There has to be a better way. Seven times have I raced to the telephone today, and seven times have I been greeted with “(pause Here is an important message about your insurance/ mis-sold PPI/ tax filing etc etc”. I have put my name on every register but still the intrusive rubbish pours in. My mail box is full of it, and the kindly folk who send us magazines pack a few between every page as well as on them. This dandruff of sales offers is perfectly understandable and indeed some of my best friends, the nicest people you can imagine, make a living out of creating space – filling promotional gunk. And, even worse, many of my clients depend for a revenue stream on selling that space. But I cannot be the only person on the planet who feels exhausted by fending off the intrusive presence of advertising, and feels like saying “When I’m ready to buy, I will give a signal!”

Yesterday I read a fine and stimulating article in the Observor by John Naughton (, a commentator I much admire and who I have often quoted here. He entitled it: “Is this really the beginning of the end for web ads?” And he cited his use of the Ghostery app to measure the numbers of services watching him using the web in order to find out what he was doing in order to serve him an ad. He counted 31 trackers, and he also quotes a Mozilla engineer as looking at a page served by a well known tech site and finding that the “content” comprised 8k of storage and the ads 6 mb. And we wonder why, in bandwidth starved, fibre-scarce, pseudo-broadband Britain, pages take so long to load! And by now you will be ahead of me, I suspect. Put together the trackers and their bandwidth use, and the ads and theirs, and any school child with a smartphone who wants to get a decent upload time ( – to quote Naughton, we are talking about loading a page to an iPhone in 2 seconds as against eleven at present – ) will load ad-blocking software. Apple, who have no skin in this game, have revised IoS9 and the iPhone release due in the autumn with heavyweight content blocking facilities.
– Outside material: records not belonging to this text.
PR #299, opened 2025-02-04
feat: propagate Subscriber deletion to Device Groups

dariofaccin:
# Issue
When we DELETE a subscriber, information is removed from `subscriptionData.provisionedData.amData` and `subscriptionData.authenticationData.authenticationSubscription`. However, if a device group contains a reference to this subscriber in `imsis` list, the reference is not removed.

# Description
This PR propagates the DELETE subscriber operation to all the device groups that contains the deletedsubscriber. This way, the removal of the subscriber is done in a single operation, no need to manually update the device groups to remove the dangling reference anymore.
This PR improves the response when the list of subscribers is empty: now it returns an empty list (`[]`) instead of `null`.
This PR also improves the response in case of subscriber deletion failure: now it returns 500 Internal Server Error.

# How the code works
### Webconsole behavior on Subscriber POST before this PR
When a subscriber is created (POST), it creates entries in:
```
subscriptionData.authenticationData.authenticationSubscription
subscriptionData.provisionedData.amData
```
### Webconsole behavior on Subscriber DELETE before this PR
When a subscriber is deleted (DELETE) , it removes entries for each subscriber in:
```
subscriptionData.authenticationData.authenticationSubscription
subscriptionData.provisionedData.amData
```
# This PR
* retrieves all the device groups where the subscriber to be deleted is present
* creates a new (in memory) configuration for all the device groups on previous point, where the subscriber is removed from `imsis`
* sends a message in the config channel for the subscriber removal
* sends a message in the config channel for the device groups update

# How to reproduce
1. Create a subscriber, a device group containing such subscriber and a network slice containing such device group
2. Check the DB entries for that device group in `webconsoleData.snapshots.devGroupData` (`imsis` list)
3. Delete the subscriber

### What you should see
1. The subscriber reference is removed from the device group(s) `imsis` list
2. The subscriber information is removed from `subscriptionData.authenticationData.authenticationSubscription`
3. The subscriber information with the PLMN belonging to the modified device groups is removed from:
`subscriptionData.provisionedData.amData`
`subscriptionData.provisionedData.smData`
`subscriptionData.provisionedData.smfSelectionSubscriptionData`
`policyData.ues.amData`
`policyData.ues.smData`


configapi/api_sub_config_test.go
```diff
@@ -0,0 +1,281 @@
...
+					t.Errorf("expected MsgMethod %+v, but got %+v", tc.expectedMessage.MsgMethod, msg.MsgMethod)
+				}
+				if tc.expectedMessage.AuthSubData != nil {
+					if msg.AuthSubData == nil {
+						t.Errorf("expected AuthSubData %+v, but got nil", tc.expectedMessage.AuthSubData)
+					}
+					if tc.expectedMessage.Imsi != msg.Imsi {
+						t.Errorf("expected IMSI %+v, but got %+v", tc.expectedMessage.Imsi, msg.Imsi)
+					}
+				}
```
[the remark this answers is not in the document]
patriciareinoso: you can also add a check to verify that the `AuthSubData` in the received message is nil. Or maybe use `reflect.DeepEqual`  to check the whole message in one step instead of checking each field

patriciareinoso:
Please add to the description the fact that you are changing the behavior of the getter to return [ ] instead of null

configapi/api_sub_config_test.go
```diff
@@ -0,0 +1,354 @@
...
+	testCases := []struct {
+		name            string
+		route           string
+		inputData       string
+		expectedMessage configmodels.ConfigMessage
+	}{
+		{
+			name:      "Create a new subscriber success",
+			route:     "/api/subscriber/imsi-208930100007487",
+			inputData: `{"plmnId":"12345", "opc":"8e27b6af0e692e750f32667a3b14605d","key":"8baf473f2f8fd09487cccbd7097c6862", "sequenceNumber":"16f3b3f70fc2"}`,
```
patriciareinoso, line 151:
```suggestion
			inputData: `{"plmnID":"12345", "opc":"8e27b6af0e692e750f32667a3b14605d","key":"8baf473f2f8fd09487cccbd7097c6862", "sequenceNumber":"16f3b3f70fc2"}`,
```

configapi/api_sub_config_test.go
```diff
@@ -0,0 +1,354 @@
...
+				if msg.MsgMethod != tc.expectedMessage.MsgMethod {
+					t.Errorf("expected MsgMethod %+v, but got %+v", tc.expectedMessage.MsgMethod, msg.MsgMethod)
+				}
+				if tc.expectedMessage.AuthSubData != nil {
+					if msg.AuthSubData == nil {
+						t.Errorf("expected AuthSubData %+v, but got nil", tc.expectedMessage.AuthSubData)
+					}
+					if tc.expectedMessage.Imsi != msg.Imsi {
+						t.Errorf("expected IMSI %+v, but got %+v", tc.expectedMessage.Imsi, msg.Imsi)
+					}
```
patriciareinoso, line 300: this part of code is never executed because `tc.expectedMessage.AuthSubData != nil` condition is never true.  

it's not recommended to have complicated logic in the checks. 
We need to test that in the first tc only one message is sent, and in the second tc we need to check that 2 messages are sent, if the logic becomes complicated it's better to separate en 2 tests.
Complicated logic in tests is error prone, and hard to read

patriciareinoso (changes requested):

configapi/api_sub_config_test.go
```diff
@@ -0,0 +1,354 @@
+// SPDX-License-Identifier: Apache-2.0
+// Copyright 2024 Canonical Ltd.
```
patriciareinoso, line 2:
```suggestion
// Copyright 2025 Canonical Ltd.
```

configapi/api_sub_config.go
```diff
@@ -494,6 +501,39 @@ func DeleteSubscriberByID(c *gin.Context) {
 	logger.WebUILog.Infoln("Delete Subscriber Data complete")
 }
 
+func updateSubscriberInDeviceGroups(imsi string) {
+	filterByImsi := bson.M{
+		"imsis": imsi,
+	}
+	rawDeviceGroups, err := dbadapter.CommonDBClient.RestfulAPIGetMany(devGroupDataColl, filterByImsi)
```
gatici, line 508: In RestfulAPIGetMany `var resultArray []map[string]interface{}` initial value is nil. According to `cur, err := collection.Find(ctx, filter)`, if filter does not match it can stay as nil and it can return rawDeviceGroups  as nil  and err as nil. 
In line 509, as we only check the err is nil or not, execution continue. 
On line 513,  iterating over rawDeviceGroups which is nil may cause panic.

configapi/api_sub_config.go
```diff
@@ -494,6 +501,39 @@ func DeleteSubscriberByID(c *gin.Context) {
...
+	if err != nil {
+		logger.WebUILog.Errorf("failed to fetch device groups: %w", err)
+		return
+	}
+	for _, rawDeviceGroup := range rawDeviceGroups {
+		var deviceGroup configmodels.DeviceGroups
+		if err = json.Unmarshal(configmodels.MapToByte(rawDeviceGroup), &deviceGroup); err != nil {
+			logger.WebUILog.Errorf("error unmarshaling device group: %v", err)
```
gatici, line 516: we can improve logging here by improving device group name.

configapi/api_sub_config.go
```diff
@@ -485,6 +489,9 @@ func DeleteSubscriberByID(c *gin.Context) {
 
 	c.JSON(http.StatusNoContent, gin.H{})
 
+	imsi := strings.TrimPrefix(ueId, "imsi-")
+	updateSubscriberInDeviceGroups(imsi)
```
gatici, line 493: According to line 490, before doing any operation, `DeleteSubscriberByID` function send HTTP  204  no content response, then it calls updateSubscriberInDeviceGroups(imsi) method. I saw two problems here:
1. Order: response is sent without checking the success of device group update
2. Error propagation: updateSubscriberInDeviceGroups log the errors but does not propagate them to caller method. The caller always report a successful operation regardless from what happened in the updateSubscriberInDeviceGroups.

configapi/api_sub_config.go
```diff
@@ -494,6 +501,39 @@ func DeleteSubscriberByID(c *gin.Context) {
 	logger.WebUILog.Infoln("Delete Subscriber Data complete")
 }
 
+func updateSubscriberInDeviceGroups(imsi string) {
+	filterByImsi := bson.M{
+		"imsis": imsi,
```
gatici, line 506: I suggest to validate the existence of imsi here.

configapi/api_sub_config.go
dariofaccin: Initial value of `var resultArray []map[string]interface{}` is not `nil` but `[]`. Actually, there is a test (`TestSubscriberDeleteNoDeviceGroup`) where the IMSI to be deleted does not belong to any device group and it does not panic. From the debugger: `[]map[string]interface {}=[]`

configapi/api_sub_config.go
dariofaccin: At this point we are not sure that the `DeviceGroupName` field is available in the object we are trying to unmarshal: logging the raw object could simplify the debugging operations.

configapi/api_sub_config.go
gatici: You are right. Please discard this comment.

configapi/api_sub_config.go
gatici: OK

gab-arrobo:
@dariofaccin, you need to sing every commit you make (-s), otherwise, the DCO will fail

configapi/api_sub_config_test.go
```diff
@@ -0,0 +1,361 @@
...
+			if expectedMessage.MsgMethod != msg.MsgMethod {
+				t.Errorf("expected MsgMethod %+v, but got %+v", expectedMessage.MsgMethod, msg.MsgMethod)
+			}
+			if expectedMessage.Imsi != msg.Imsi {
+				t.Errorf("expected IMSI %+v, but got %+v", expectedMessage.Imsi, msg.Imsi)
+			}
+		default:
+			t.Error("expected message in configChannel, but none received")
+	}
+}
```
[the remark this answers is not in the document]
gatici: We need to try to read message again from the channel and msg should not exist.

configapi/api_sub_config_test.go
```diff
@@ -0,0 +1,415 @@
...
+	default:
+	}
+}
+
+func TestSubscriberDeleteSuccessWithDeviceGroup(t *testing.T) {
+	gin.SetMode(gin.TestMode)
+	router := gin.Default()
+	AddApiService(router)
+	dbAdapter := &MockMongoClientDeviceGroupsWithSubscriber{}
+	dbadapter.CommonDBClient = dbAdapter
```
gatici, line 313: Generally speaking, we are accessing the `dbadapter.CommonDBClient` and `configChannel` global variables and changing their states in the tests. I saw some tests doing it but some are not. All the tests that accessing those global variables need to save their original states and after test, we need to restore them.
For example:

	// Save original state
	origDBClient := dbadapter.CommonDBClient
	origConfigChannel := configChannel

	// Restore them after the test finishes
	defer func() {
		dbadapter.CommonDBClient = origDBClient
		configChannel = origConfigChannel
	}()

	// Set up a mock database adapter
	dbAdapter := &MockMongoClientDeviceGroupsWithSubscriber{}
	dbadapter.CommonDBClient = dbAdapter
	
	// Create a new llocal config channel for the test
	configChannel = make(chan *configmodels.ConfigMessage, 2)
	
	...

gatici (commented):
Looks good.

patriciareinoso (approved):

configapi/api_sub_config.go
```diff
@@ -268,9 +269,12 @@ func GetSubscribers(c *gin.Context) {
 	logger.WebUILog.Infoln("Get All Subscribers List")
 
 	var subsList []configmodels.SubsListIE
+	subsList = make([]configmodels.SubsListIE, 0)
```
ghislainbourgeois, line 272:
```suggestion
	subsList := make([]configmodels.SubsListIE, 0)
```

configapi/api_sub_config.go
```diff
@@ -268,9 +269,12 @@ func GetSubscribers(c *gin.Context) {
...
 	amDataList, errGetMany := dbadapter.CommonDBClient.RestfulAPIGetMany(amDataColl, bson.M{})
 	if errGetMany != nil {
-		logger.DbLog.Warnln(errGetMany)
+		logger.DbLog.Errorw("failed to retrieve subscribers list", "error", errGetMany)
+		c.JSON(http.StatusInternalServerError, gin.H{"error": "failed to retrieve subscribers list"})
+		return
```
ghislainbourgeois, line 277: @gab-arrobo, this technically changes the API, but in a way that I think should not cause any issues. What do you think?

ghislainbourgeois (changes requested):
I have a small suggestion, and want to validate with @gab-arrobo that the small API change will not cause issues.

configapi/api_sub_config.go
gab-arrobo: @ghislainbourgeois, I have not had a chance to (re)create the APIs using code generator. So, I think we can merge this PR when your requested changes have been addressed.

thakurajayL (approved):

configapi/api_sub_config.go
dariofaccin: @gab-arrobo when you merge the PR and squash the commits, could please just keep "
feat: propagate Subscriber deletion to Device Groups" as a commit message? There is a lot of useless back and forth in the commit history. Thanks.

gab-arrobo (approved):
+1

configapi/api_sub_config.go
gab-arrobo: @ghislainbourgeois, I cannot merge the PR because you requested changes and GitHub requires for you approve the PR for it to be merged. So, after approving the PR and if you are planning to merge the PR, please take into account @dariofaccin's previous comment about the commit message

ghislainbourgeois (approved):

They will not be universally effective but think of this: online has the greatest potential for advertising of any medium we have yet acquired for communication purposes. You can track an ad, fit it precisely to your customer’s behaviour, adjust it so readers react to it – and yet advertising in the network has never commanded the rates that it did in the pre-digital world.

So let’s follow the Naughton thesis a little further. Imagine the revolts gain strength. Resentment at the intrusiveness and cost of receiving all those online ads turns into a global movement that blocks them out. Network speeds improve and user costs go down, but that part of publishing that still depends on advertising for a revenue stream takes a further big hit. This will be offset to an extent by Buy Buttons in apps and by brand sponsorship to promote them.

But in a world where users demand free information – and can get it – subscription is not the complete answer in filling the consequent revenue deficit. And providing services, in which information is a part of the deal, is certainly a part of the solution, but how many service vendors do we need? Recent evidence seems to show that users value a dominant incumbent, a challenger and an innovative newcomer – but not much else.

We shall certainly have sponsorship, and that may be a growth point. And it is not hard to imagine the rapid growth of brokerage businesses designed to introduce buyer and seller. I know many in the software sales area, and they infest travel markets. As a general rule the B2B brokers tend to build brand by word of mouth while their consumer equivalents are big brand advertisers – and may be the big brand sponsors of the future. In a world where you buy your Olympic Games coverage from Amazon, watching the Expedia 100m final may make a lot of sense. And Expedia advertising online may not.

This year has seen another new flood of Internet service start-ups. I think we now have to look very carefully at the funding of advertising dependent services in the years to come, and ask where the revenue streams come from in a world where the advertising balloon is deflating. The next DotCom Bust, and we can be sure there will be one, will have The Decline of Advertising running through it like Brighton Rock.